Your task: The records below are to be duplicated character for character.

***** Data supplied

PR #7592, opened 2022-04-08
Implement variant DB2 improving the SECR

damerell:
I have not implemented this as two separate options since AFAIK anyone
who uses them uses them together, and '25 has _quite a lot_ of options
already.

### DIFF
--- a/lib/engine/game/g_1825/entities.rb
+++ b/lib/engine/game/g_1825/entities.rb
@@ -561,7 +561,7 @@ module Engine
             secr[:abilities] << { type: 'blocks_hexes', owner_type: nil, hexes: ['W21'] }
             PAR_BY_CORPORATION['SECR'] = 67
             lbsc = corps.find { |corp| corp[:sym] == 'LBSC' }
-            lbsc[:abilities] = nil
+            lbsc[:abilities] = []
           end
           add_entities(corps, R3_CORPORATIONS) if @regionals[3]
           add_entities(corps, K5_CORPORATIONS) if @kits[5]
--- a/lib/engine/game/g_1825/entities.rb
+++ b/lib/engine/game/g_1825/entities.rb
@@ -164,6 +164,7 @@ module Engine
             color: '#ffef00',
             text_color: '#000000',
             reservation_color: nil,
+            abilities: [],
           },
           {
             sym: 'LBSC',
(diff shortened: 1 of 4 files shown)


damerell:
I should perhaps have said that I am a Perl-writing sysadmin who knew no Ruby a week ago, so I expect you will need to correct me about some of what I have done.

lib/engine/game/g_1825/entities.rb
```diff
@@ -554,6 +555,14 @@ def game_corporations
             gwr[:tokens] = [0, 0, 40, 100, 100, 100, 100]
             gwr[:coordinates] = %w[V14 Y7]
           end
+          # Modify SECR / LBSC in variant DB2
+          if @optional_rules.include?(:db2)
+            secr = corps.find { |corp| corp[:sym] == 'SECR' }
+            secr[:abilities] << { type: 'blocks_hexes', owner_type: nil, hexes: ['W21'] }
+            PAR_BY_CORPORATION['SECR'] = 67
+            lbsc = corps.find { |corp| corp[:sym] == 'LBSC' }
+            lbsc[:abilities] = nil
```
roseundy, line 564: Shouldn't this be [] instead of nil ?

lib/engine/game/g_1825/meta.rb
```diff
@@ -175,6 +181,8 @@ def self.check_options(options, num_players)
           regionals[2] = true if optional_rules.include?(:r2)
           regionals[3] = true if optional_rules.include?(:r3)
 
+          dbvariants[2] = true if optional_rules.include?(:db2)
```
roseundy, line 184: Is dbvariants ever used? Why do you need this?

lib/engine/game/g_1825/entities.rb
damerell: Corrected.

lib/engine/game/g_1825/meta.rb
damerell: My mistake. I started thinking of a scheme like regionals[] etc but the Dave Berry variants don't really have much in common other than the author.

roseundy:
Actually, I believe Ruby was inspired in part by Perl.

damerell:
So do I, but (alas) being a mediocre Perl programmer doesn't help that much. :-/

**********

Task output:
PR #7592, opened 2022-04-08
Implement variant DB2 improving the SECR

damerell:
I have not implemented this as two separate options since AFAIK anyone
who uses them uses them together, and '25 has _quite a lot_ of options
already.

### DIFF
--- a/lib/engine/game/g_1825/entities.rb
+++ b/lib/engine/game/g_1825/entities.rb
@@ -561,7 +561,7 @@ module Engine
             secr[:abilities] << { type: 'blocks_hexes', owner_type: nil, hexes: ['W21'] }
             PAR_BY_CORPORATION['SECR'] = 67
             lbsc = corps.find { |corp| corp[:sym] == 'LBSC' }
-            lbsc[:abilities] = nil
+            lbsc[:abilities] = []
           end
           add_entities(corps, R3_CORPORATIONS) if @regionals[3]
           add_entities(corps, K5_CORPORATIONS) if @kits[5]
--- a/lib/engine/game/g_1825/entities.rb
+++ b/lib/engine/game/g_1825/entities.rb
@@ -164,6 +164,7 @@ module Engine
             color: '#ffef00',
             text_color: '#000000',
             reservation_color: nil,
+            abilities: [],
           },
           {
             sym: 'LBSC',
(diff shortened: 1 of 4 files shown)


damerell:
I should perhaps have said that I am a Perl-writing sysadmin who knew no Ruby a week ago, so I expect you will need to correct me about some of what I have done.

lib/engine/game/g_1825/entities.rb
```diff
@@ -554,6 +555,14 @@ def game_corporations
             gwr[:tokens] = [0, 0, 40, 100, 100, 100, 100]
             gwr[:coordinates] = %w[V14 Y7]
           end
+          # Modify SECR / LBSC in variant DB2
+          if @optional_rules.include?(:db2)
+            secr = corps.find { |corp| corp[:sym] == 'SECR' }
+            secr[:abilities] << { type: 'blocks_hexes', owner_type: nil, hexes: ['W21'] }
+            PAR_BY_CORPORATION['SECR'] = 67
+            lbsc = corps.find { |corp| corp[:sym] == 'LBSC' }
+            lbsc[:abilities] = nil
```
roseundy, line 564: Shouldn't this be [] instead of nil ?

lib/engine/game/g_1825/meta.rb
```diff
@@ -175,6 +181,8 @@ def self.check_options(options, num_players)
           regionals[2] = true if optional_rules.include?(:r2)
           regionals[3] = true if optional_rules.include?(:r3)
 
+          dbvariants[2] = true if optional_rules.include?(:db2)
```
roseundy, line 184: Is dbvariants ever used? Why do you need this?

lib/engine/game/g_1825/entities.rb
damerell: Corrected.

lib/engine/game/g_1825/meta.rb
damerell: My mistake. I started thinking of a scheme like regionals[] etc but the Dave Berry variants don't really have much in common other than the author.

roseundy:
Actually, I believe Ruby was inspired in part by Perl.

damerell:
So do I, but (alas) being a mediocre Perl programmer doesn't help that much. :-/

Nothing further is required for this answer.